Books
How do girls deal with the relentless pressure to look “good” all the time? A rainbow of girls told Helen Cordes about the weight of this pressure, which includes looking “hot” as well. Girl Power in the Mirror shares strategies for girls to discover and celebrate their unique inner beauty—the potent antidote to the tyranny of the mirror.
Why do girls talk so often about lacking self-confidence in the classroom? Girls told Helen Cordes about fears of raising their hands and having the wrong answer; about not trying new challenges because they might not do it well. Girl Power in the Classroom offers girls confidence-boosting tactics that get them pursuing any and all learning opportunities.

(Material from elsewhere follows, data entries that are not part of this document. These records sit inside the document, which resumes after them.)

PR #7906, opened 2023-03-19
fix config.dirs usage in the CLI

thrau:
This PR adds a band-aid to a long-standing issue that `config.dirs` is used when running CLI commands.

This caused localstack to create the `.filesystem` directory in the Python path, which was originally just designed for executing host mode in developer environments, even when simply using the CLI.

```
 % locate .filesystem     
/home/thomas/.pyenv/versions/3.10.9/lib/python3.10/site-packages/.filesystem
/home/thomas/workspace/localstack/localstack/.filesystem
/home/thomas/workspace/localstack/localstack-ext/.venv/lib/python3.10/site-packages/.filesystem
```

Because the CLI and the runtime share control paths, there are situations where values from `config.dirs` are used to  create directories or files, even though they may not make sense in the context of the CLI.

* `dirs.cache` is used by the analytics metadata (cache machine id file), and was used by the `get_service_catalog` call (now removed)
* `dirs.data` is used by `localstack_ext.config` (this will be removed)
* `dirs.logs` is used as target to put the logs of the docker run command when starting localstack
* `dirs.tmp` should be removed now, but left it in there just in case

There is now a special control path that populates `config.dirs` deliberately with values that make the above examples work without the `.filesystem` directory.
To reduce the number of calls to `config.dirs`, I also removed some unused code from the startup procedure.

Once the old edge proxy logic is removed, we can more easily split up `infra.py` and therefore `bootstrap.py`, which will hopefuly also make it easier to separate out the CLI code.

### DIFF
--- a/localstack/cli/main.py
+++ b/localstack/cli/main.py
@@ -1,3 +1,9 @@
+import os
+
+# indicate to the environment we are starting from the CLI
+os.environ["LOCALSTACK_CLI"] = "1"
+
+
 def main():
     # config profiles are the first thing that need to be loaded
     from .profiles import set_profile_from_sys_argv
--- a/localstack/cli/main.py
+++ b/localstack/cli/main.py
@@ -1,11 +1,11 @@
 import os
 
-# indicate to the environment we are starting from the CLI
-os.environ["LOCALSTACK_CLI"] = "1"
-
 
 def main():
-    # config profiles are the first thing that need to be loaded
+    # indicate to the environment we are starting from the CLI
+    os.environ["LOCALSTACK_CLI"] = "1"
+
+    # config profiles are the first thing that need to be loaded (especially before localstack.config!)
     from .profiles import set_profile_from_sys_argv
 
     set_profile_from_sys_argv()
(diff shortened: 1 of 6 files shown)


localstack/cli/main.py
```diff
@@ -1,3 +1,9 @@
+import os
+
+# indicate to the environment we are starting from the CLI
+os.environ["LOCALSTACK_CLI"] = "1"
```
alexrashed, line 4: This module should only be loaded if the CLI is started, but maybe this should still be moved to the main function body to ensure that this cannot be set accidentally by importing this module?

alexrashed (commented):
The changes are looking good, I only added a minor nitpick. It's great to see this behavior being fixed. I'm really looking forward to extracting the CLI from the runtime and properly isolate the two.
But it seems there is a small thing missing: The pipeline is red because the `LocalstackContainer` class expects the `config.dirs.tmp` to be present for writing the logs (which is now is not anymore). As soon as this is fixed, we're good to go from my perspective!

thrau:
good catch @alexrashed, pushed a fix for your comments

Singing together is a proven activist tool, writes Helen Cordes and co-author Eric Selbin in their Sonic Politics chapter, “Singing resistance, rebellion, and revolution into being: collective political action and song.” When people sing while “acting in concert,” the shared physical act and emotional bonding turbo-charges activist progress. That’s why singing together was and is a force in movements worldwide and stateside: A sampling includes the US civil rights movement to the Chilean overthrow of the military dictatorship to the Baltic battling of USSR control in their Singing Revolution to the songs fueling the Trump resistance and Black Lives Matter movement.

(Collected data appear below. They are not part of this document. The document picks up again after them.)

PR #7907, opened 2023-03-19
Disable moto S3 bucket policy enforcement to unblock CDK bootstraps

whummer:
Disable moto's S3 bucket policy enforcement to unblock CDK bootstraps and bump moto-ext to `4.1.5.post1`

Moto recently added more strict bucket policy enforcement: https://github.com/getmoto/moto/pull/5883

This can break `cdklocal bootstrap` commands, as CDK is creating a bucket policy that denies access to bucket objects over non-SSL connections (by enforcing the `aws:SecureTransport` attribute in the policy): https://github.com/aws/aws-cdk/blob/e8158af34eb6402c79edbc171746fb5501775c68/packages/aws-cdk/lib/api/bootstrap/bootstrap-template.yaml#L217-L233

This college textbook focusing on writing and analysis skills featured Helen’s essay printed in Utne Reader magazine, written as a rebuttal to gadfly professor Camille Paglia’s essay arguing that the urge to rape for men is hardwired and inevitable, so women should simply use common sense to avoid rape. See Helen’s response here.
Slow is beautiful. What we owe each other. The secret of imagination. Discontentment robs you of your life. Grow your own politics. In Goodlife, Utne Reader magazine editors Helen Cordes and Jay Walljasper harvested the best wisdom on these topics and many more from the keen thinkers published over years of Utne Reader.